Task directions:
Lift out each line of the data that holds "TxErrorOutcome".

[[ Data for the task open ]]

PR #619, opened 2026-08-13
refactor: query stream session ownership

aral01:
## Pull request type

- [ ] Bugfix
- [ ] Feature
- [x] Refactoring (no functional changes, no api changes)
- [ ] Build related changes

- OpenedQueryStream has session lease owning ambiguity. Some -> owns session, None -> Query is session-less or session belongs to transaction.
- TxState carries to resources, so those resources are stores as Optional values in transaction context (session/transaction_id)

Issue Number: N/A

## What is the new behavior?

- QueryStream manages its session owning in explicit enum with descriptive naming. 
- TransactionState owns the resources. Active state owns lease and ServerState.
- Query completion, failure and drop explicitly return or discard the owned session.
- Failure of the first dispatched query without a confirmed transaction ID makes the transaction ambiguous and discards its session, preventing a false commit.

### DIFF
--- a/ydb/src/client_query/exec.rs
+++ b/ydb/src/client_query/exec.rs
@@ -4,7 +4,7 @@ use std::time::{Duration, Instant};
 
 use tokio::time::timeout;
 
-use crate::errors::{Idempotency, TxErrorOutcome, YdbError, YdbResult};
+use crate::errors::{Idempotency, YdbError, YdbResult};
 use crate::grpc_connection_manager::GrpcConnectionManager;
 use crate::grpc_wrapper::raw_query_service::client::RawQueryClient;
 use crate::grpc_wrapper::raw_query_service::execute_query::RawExecuteQueryRequest;
@@ -77,9 +77,9 @@ pub(crate) enum TxState {
     Committed,
     /// Rollback path was chosen and the SDK must not report a commit.
     RolledBack,
-    /// A definitive operation failure ended the local transaction attempt.
+    /// A transaction operation failed; retry policy decides whether to start a new attempt.
     AttemptFailed(YdbError),
-    /// A commit or rollback RPC returned an error, so the local end attempt was not confirmed.
+    /// A commit or rollback RPC failed after dispatch, so its outcome was not confirmed.
     Undetermined(YdbError),
 }
 
@@ -164,18 +164,15 @@ impl TxExecContext {
         }
     }
 
-    fn finish_dispatched_error(&mut self, error: &YdbError) -> YdbResult<()> {
-        let outcome = error.tx_error_outcome();
-        let replacement = match outcome {
-            TxErrorOutcome::Ended | TxErrorOutcome::MayRemainActive => {
-                TxState::AttemptFailed(error.clone())
-            }
-            TxErrorOutcome::Undetermined => TxState::Undetermined(error.clone()),
-        };
-        let active = self.replace_active(replacement)?;
-        if outcome == TxErrorOutcome::Ended && !error.requires_session_discard() {
-            active.lease.return_to_pool();
+    fn fail_attempt(&mut self, error: &YdbError) -> YdbResult<()> {
+        let active = self.replace_active(TxState::AttemptFailed(error.clone()))?;
+
+        if error.requires_session_discard() {
+            // Dropping a lease without returning it schedules session cleanup.
+            return Ok(());
         }
+
+        release_unfinished_tx(self.connection_manager.clone(), active);
         Ok(())
     }
 }
@@ -529,7 +526,7 @@ pub(crate) async fn tx_ensure_begin(tx: &mut TxExecContext) -> YdbResult<()> {
             Ok(())
         }
         Err(err) => {
-            tx.finish_dispatched_error(&err)?;
+            tx.fail_attempt(&err)?;
             Err(err)
         }
     }
@@ -569,10 +566,10 @@ async fn tx_before_commit(tx: &mut TxExecContext) -> YdbResult<()> {
     Ok(())
 }
 
-/// Apply a query error to the retained session and transaction state.
+/// Finish a failed query attempt and release its transaction resources.
 pub(crate) fn tx_handle_query_error(tx: &mut TxExecContext, err: &YdbError) {
     if tx.state.is_active()
-        && let Err(error) = tx.finish_dispatched_error(err)
+        && let Err(error) = tx.fail_attempt(err)
     {
         tracing::error!(%error, "failed to finish transaction after query error");
     }
@@ -597,6 +594,7 @@ pub(crate) async fn tx_begin_stream(
         "implicit_session is only available on QueryClient one-shot builders"
     );
     tx.active()?;
+    let commit_at_end = opts.commit_tx.unwrap_or(false);
     let effective_timeout = resolve_effective_timeout(tx.retry_deadline, opts.timeout);
     let mut query_dispatched = false;
     let result: YdbResult<ExecuteQueryStream> =
@@ -606,7 +604,7 @@ pub(crate) async fn tx_begin_stream(
             if tx.begin {
                 tx_ensure_begin(tx).await?;
             }
-            if opts.commit_tx.unwrap_or(false) {
+            if commit_at_end {
                 tx_before_commit(tx).await?;
             }
             let (mut client, req) =
@@ -777,8 +775,8 @@ pub(crate) async fn tx_rollback(tx: &mut TxExecContext) -> YdbResult<()> {
     active.lease.finish(result)
 }
 
-/// Best-effort rollback when [`super::Transaction`] is dropped without `commit`/`rollback`.
-pub(crate) fn finish_query_tx_on_drop(connection_manager: GrpcConnectionManager, active: ActiveTx) {
+/// Release an unfinished transaction, rolling it back first when its id is known.
+pub(super) fn release_unfinished_tx(connection_manager: GrpcConnectionManager, active: ActiveTx) {
     let ActiveTx {
         lease,
         server_progress,
@@ -940,7 +938,7 @@ mod unit_tests {
     }
 
     #[tokio::test]
-    async fn definitive_dispatched_error_ends_attempt_and_returns_healthy_session() {
+    async fn begin_in_flight_error_discards_session() {
         let pool = SessionPool::new_explicit_bench(SessionPoolSettings::new().with_limit(1));
         let lease = pool.acquire_explicit().await.expect("acquire test session");
         let session_id = lease.session_id().to_string();
@@ -960,16 +958,16 @@ mod unit_tests {
             issues: vec![],
         });
 
-        ctx.finish_dispatched_error(&error)
+        ctx.fail_attempt(&error)
             .expect("rejected operation must finish the transaction");
 
         assert!(matches!(ctx.state, TxState::AttemptFailed(_)));
-        let reused = pool
+        let replacement = pool
             .acquire_explicit()
             .await
-            .expect("healthy session must return to the pool");
-        assert_eq!(reused.session_id(), session_id);
-        reused.return_to_pool();
+            .expect("session with an unconfirmed begin must be replaced");
+        assert_ne!(replacement.session_id(), session_id);
+        replacement.return_to_pool();
     }
 
     #[tokio::test]
@@ -994,7 +992,7 @@ mod unit_tests {
                 issues: vec![],
             });
 
-            ctx.finish_dispatched_error(&error)
+            ctx.fail_attempt(&error)
                 .expect("temporary failure must finish the local transaction attempt");
 
             assert!(matches!(ctx.state, TxState::AttemptFailed(_)));
@@ -1008,7 +1006,7 @@ mod unit_tests {
     }
 
     #[tokio::test]
-    async fn undetermined_dispatched_error_discards_session() {
+    async fn undetermined_query_error_fails_attempt_and_discards_session() {
         let pool = SessionPool::new_explicit_bench(SessionPoolSettings::new().with_limit(1));
         let lease = pool.acquire_explicit().await.expect("acquire test session");
         let session_id = lease.session_id().to_string();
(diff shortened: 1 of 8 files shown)


ydb/src/client_query/exec.rs
```diff
@@ -505,43 +581,56 @@ pub(crate) async fn transaction_begin_stream(
...
         .await;
     if let Err(err) = &result {
+        if matches!(
+            tx.state,
+            TxState::Active(ActiveTransaction {
+                server: ServerTransaction::BeginInFlight,
+                ..
+            })
+        ) {
+            tx.active_mut()?.server = ServerTransaction::NotStarted;
```
rekby: `BeginInFlight` must not be unconditionally demoted here. If the first response is `UNAVAILABLE`, or a timeout/transport failure occurs after dispatch, `invalidates_server_transaction()` deliberately treats the server outcome as ambiguous. This reset leaves the transaction `Active(NotStarted)`; if the callback swallows the error, `transaction_commit` then reports success without sending any commit RPC. Preserve an ambiguous/in-flight terminal state (and discard the lease) unless it is known that the request was never dispatched.

rekby (commented):
The ownership model is clearer, but one stream-open error path still erases an ambiguous in-flight transaction state and can cause a false successful commit.

ydb/src/client_query/exec.rs
```diff
@@ -440,42 +470,79 @@ async fn transaction_execute_request(
...
+    .await;
+
+    match result {
+        Ok(tx_id) => {
+            tx.active_mut()?.server = ServerTransaction::Started(tx_id);
+            Ok(())
+        }
+        Err(err) => {
+            let active = tx.active_mut()?;
+            active.server = ServerTransaction::NotStarted;
```
rekby: `BeginInFlight` cannot always be reset to `NotStarted`. Once `begin_transaction(...).await` is dispatched, a timeout or transport failure may mean the server created the transaction but its ID was lost. If a callback swallows `tx.begin()`'s error, `transaction_commit` then sees `NotStarted` and reports success without sending any finalization RPC—the same false-commit outcome this state machine prevents for lazy `ExecuteQuery`. Distinguish failures known to occur before dispatch; otherwise transition to `Ambiguous` and discard the lease.

ydb/src/client_query/exec.rs
```diff
@@ -505,44 +584,60 @@ pub(crate) async fn transaction_begin_stream(
...
-                owned_lease: None,
-            })
+            let tx_id = stream.take_captured_tx_id();
+            apply_stream_tx_id(tx, tx_id);
+            Ok(stream)
         })
         .await;
     if let Err(err) = &result {
-        transaction_handle_query_error(tx, err);
+        if matches!(
```
rekby: This branch also catches definitive YDB statuses from the first response part, such as `ABORTED` or `BAD_SESSION`, before `transaction_handle_query_error` can classify them as `Invalidated`. If the callback swallows such a first-query error, `resolve_post_callback_action` now fails instead of safely retrying the transaction. Reserve `Ambiguous` for transport/ambiguous statuses; route errors where `invalidates_server_transaction()` is true through the normal invalidation path.

rekby (commented):
The prior first-query false-commit path is fixed, but the new state machine still has an equivalent path for explicit begin and over-classifies definitive first-response errors as ambiguous.

ydb/src/errors.rs
```diff
@@ -297,37 +305,44 @@ impl YdbError {
...
+            Self::YdbStatusError(status) => match status.operation_status() {
+                Ok(StatusCode::Undetermined | StatusCode::Unspecified | StatusCode::Success)
+                | Err(_) => TransactionErrorOutcome::OutcomeUnknown,
+                Ok(
+                    StatusCode::BadRequest
+                    | StatusCode::Unauthorized
+                    | StatusCode::InternalError
+                    | StatusCode::Aborted
+                    | StatusCode::Unavailable
+                    | StatusCode::Overloaded
```
rekby: `UNAVAILABLE` and `OVERLOADED` do not prove that an already-started transaction ended. This module classifies both as `NeedRetry::True`—whose contract says the operation was guaranteed not to complete—and the pre-PR behavior rolled the existing transaction back before retrying. Classifying them as `AttemptFailed` now makes `finish_dispatched_error` set `Invalidated` and return the healthy lease without rollback, so the next attempt can reuse a session that may still host the previous transaction. Preserve a cleanup path that rolls back or discards that lease before retrying; these statuses cannot use the same reusable-session path as `ABORTED`.

rekby (commented):
The new push fixes the two prior state-transition findings, but the new outcome classifier regresses cleanup for transient failures in an already-started transaction.

rekby (commented):
OK

ydb/src/client_query/exec.rs
```diff
@@ -50,55 +49,132 @@ pub(crate) struct ClientExecContext {
...
+pub(crate) struct ActiveTransaction {
+    lease: SessionPoolLease,
+    server: ServerTransaction,
+}
+
+/// Server-side progress within an active transaction.
+///
+/// In-flight states retain the lease in the transaction so cancellation is conservative: dropping
+/// the transaction discards the session instead of issuing a second finalization RPC.
+enum ServerTransaction {
```
rekby: У нас вроде только серверные транзакции и есть. Сейчас в SDK уже есть разные транзакции: Transaction, TxState, ActiveTransaction.

Чем ServerTransaction отличается от TxState? Тут кажется хорошо бы придумать как эти все имена между собой подружить чтобы было понятно чем они друг от друга отличаются.

ydb/src/client_query/exec.rs
```diff
@@ -50,55 +49,132 @@ pub(crate) struct ClientExecContext {
...
+        match &self.state {
+            TxState::Active(ActiveTransaction {
+                server: ServerTransaction::Started(id),
+                ..
+            }) => Some(id),
+            _ => None,
+        }
     }
+
+    fn take_active(&mut self, replacement: TxState) -> YdbResult<ActiveTransaction> {
```
rekby: Это больше похоже на replace, чем на take

ydb/src/client_query/exec.rs
```diff
@@ -50,55 +49,132 @@ pub(crate) struct ClientExecContext {
...
+    pub(crate) session: ClientQuerySession,
+}
+
+pub(crate) enum ClientQuerySession {
+    ServerImplicit,
+    Pooled(SessionPoolLease),
+}
+
+impl ClientQuerySession {
+    pub(crate) fn complete(self) {
```
rekby: Давай этот метод назовём release или reutrn_to_pool, а то кажется что сессию мы завершаем.

ydb/src/errors.rs
```diff
@@ -297,37 +308,45 @@ impl YdbError {
...
-                | StatusCode::Unsupported
-                | StatusCode::SessionBusy
-                | StatusCode::ExternalError
-        )
+    /// Classify the outcome of a dispatched transaction operation independently from retry and
+    /// session-health policy.
+    pub(crate) fn transaction_error_outcome(&self) -> TransactionErrorOutcome {
+        match self {
+            Self::YdbStatusError(status) => match status.operation_status() {
+                Ok(StatusCode::Undetermined | StatusCode::Unspecified | StatusCode::Success)
```
rekby: А как у нас может быть OK с каким-то статусом, кроме Success?

Тут нужно `Ok(Success)` ->  вообще не ошибка, состояние транзакци/сессии не меняется.
по ydb-ошибкам мы сюда попадать не должны.
И как-будто теперь для варианта OK в Enum нет подходящего варианта - оставить транзакцию и сессию как были.

Ok(_) - что-то странное, на вид можно считать как внутренюю неретраибельную ошибку SDK.

а вот дальше - уже делить.

ydb/src/client_query/exec.rs
```diff
@@ -50,55 +49,132 @@ pub(crate) struct ClientExecContext {
...
+    Active(ActiveTransaction),
     /// Real, confirmed commit: either `CommitTransaction` succeeded or `commit_tx` completed.
     Committed,
     /// Rollback path was chosen and the SDK must not report a commit.
     RolledBack,
-    /// The server ended the transaction after a definitive status on a query.
+    /// A definitive operation failure ended the local transaction attempt.
     Invalidated(YdbError),
     /// A commit or rollback RPC returned an error, so the local end attempt was not confirmed.
     Ambiguous(YdbError),
```
rekby: Лучше использовать термин: Undetermined

Ambiguous - это двусмысленность. У нас нет двусмысленности, у нас неопределённость.

rekby (changes requested):

rekby (commented):
OK

rekby (commented):

ydb/src/client_query/exec.rs
```diff
@@ -50,55 +49,134 @@ pub(crate) struct ClientExecContext {
...
+
+    fn fail_attempt(&mut self, error: &YdbError) -> YdbResult<()> {
+        let active = self.replace_active(TxState::AttemptFailed(error.clone()))?;
+
+        if error.requires_session_discard() {
+            // Dropping a lease without returning it schedules session cleanup.
+            return Ok(());
+        }
+
+        release_unfinished_tx(self.connection_manager.clone(), active);
```
rekby, line 175: `fail_attempt` now sends ordinary query failures on an established transaction through `release_unfinished_tx`, but that detached cleanup holds the `SessionPoolLease` while awaiting both connection acquisition and `RollbackTransaction` without any timeout. A server that never completes the rollback can therefore retain the pool permit indefinitely; repeated retryable failures can exhaust the session pool even after the enclosing `retry_tx` deadline expires. Please bound this background rollback and discard the lease when that bound is reached, as the synchronous rollback path does with `resolve_effective_timeout`.

rekby (commented):
OK

rekby (approved):

ydb/src/client_query/stream_facade.rs
```diff
@@ -4,67 +4,144 @@ use std::time::Duration;
...
         let dropped_mid_stream = self.stream.in_progress();
         self.stream.cancel();
-        if let ExecCoreRef::Transaction(ctx) = &mut self.core
-            && let Some(lease) = &mut ctx.pooled_lease
+        let lifecycle = std::mem::replace(&mut self.lifecycle, QueryStreamLifecycle::Finished);
+        if let QueryStreamLifecycle::Active(QueryStreamOwner::Tx { context, .. }) = lifecycle
             && dropped_mid_stream
         {
-            lease.invalidate();
+            tx_invalidate_session(context);
```
rekby: Dropping a partially consumed transaction stream only invalidates the lease; it leaves `TxState::Active(Started(_))`. When the callback returns, `resolve_post_callback_action` therefore selects `Commit`, and the new `tx_commit` path no longer calls `ensure_healthy()`, so it can still send `CommitTransaction` on this session. This violates the documented guarantee that dropping the stream early does not commit and may finalize a query whose outcome is unknown. Please transition the transaction to a non-active failure/undetermined state while discarding the lease here, so post-callback processing cannot commit it.

rekby (commented):

rekby (commented):
OK

rekby (commented):
The prior transaction-state findings appear fixed. One review-level issue remains: the description marks this as “no functional changes” and only covers query/session ownership, while the diff also changes false-commit behavior, maps TopicWriterTx `NOT_FOUND` errors to `BAD_SESSION`, and redesigns SLO shutdown verification to commit the final topic event. Please update the description/checklist to explain these behavioral changes and their rationale, or split unrelated changes. Repository checks could not run because `cargo` is unavailable in the review environment.

ydb/src/client_query/mod.rs
```diff
@@ -289,9 +287,15 @@ impl QueryClient {
             .retry(closure!(
                 [&client = self, callback, &options],
                 async |retry: &RetryState| {
+                    let lease = match client.ctx.session_pool.acquire_explicit().await {
+                        Ok(lease) => lease,
+                        Err(err) => {
+                            return YdbOrCustomerError::from(err).retry_flow(idempotency);
```
rekby, line 293: Session acquisition happens before the callback, so no user or transaction operation can have completed yet. Passing the transaction's `idempotency` makes the default non-idempotent `retry_tx` treat transient acquire/create/attach failures (`Transport` is `IdempotentOnly`) as terminal instead of retrying this safe pre-attempt step.

```suggestion
                            return YdbOrCustomerError::from(err).retry_flow(Idempotency::Idempotent);
```

ydb/src/client_query/exec.rs
```diff
@@ -445,265 +489,394 @@ async fn transaction_execute_request(
...
+
+    let terminal = match &result {
         Ok(()) => TxState::Committed,
-        Err(err) => TxState::Ambiguous(err.clone()),
+        Err(err) => TxState::Undetermined(err.clone()),
     };
+    let active = tx.replace_active(terminal)?;
     // Do not retry commit: a transport timeout may mean the commit succeeded server-side.
-    result
+    active.lease.finish(result)
```
rekby, line 720: `SessionPoolLease::finish` returns the lease for errors that do not require session recreation, including YDB `UNAVAILABLE`, `OVERLOADED`, and `UNDETERMINED`. Here the state was just changed to `TxState::Undetermined`, so finalization may not have completed and the session may still host the transaction. Returning it lets another attempt reuse it without cleanup. Discard the lease on every finalization error; the identical `tx_rollback` tail below needs the same treatment.

ydb/src/client_query/stream_facade.rs
```diff
@@ -4,67 +4,141 @@ use std::time::Duration;
...
         };
-        let Some((raw, tx_id)) = next else {
-            return Ok(None);
-        };
-        if let ExecCoreRef::Transaction(ctx) = &mut self.core {
-            apply_stream_tx_id(ctx, tx_id);
+        match next {
+            Some((raw, transaction_id)) => {
+                self.apply_transaction_id(transaction_id);
+                ResultSet::try_from(raw).map(Some)
```
rekby, line 135: A `ResultSet::try_from` failure bypasses `handle_error`, leaving the transaction stream lifecycle active. If the caller handles that conversion error, finishes draining, and calls `close`, `tx_finish_query` (or the post-callback commit) can still commit the transaction despite the reported query failure. Route conversion failures through the transaction error/abort path just like raw stream errors.

rekby (commented):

[[ Data for the task closed ]]

Result of the exercise:
-use crate::errors::{Idempotency, TxErrorOutcome, YdbError, YdbResult};
-            TxErrorOutcome::Ended | TxErrorOutcome::MayRemainActive => {
-            TxErrorOutcome::Undetermined => TxState::Undetermined(error.clone()),
-        if outcome == TxErrorOutcome::Ended && !error.requires_session_discard() {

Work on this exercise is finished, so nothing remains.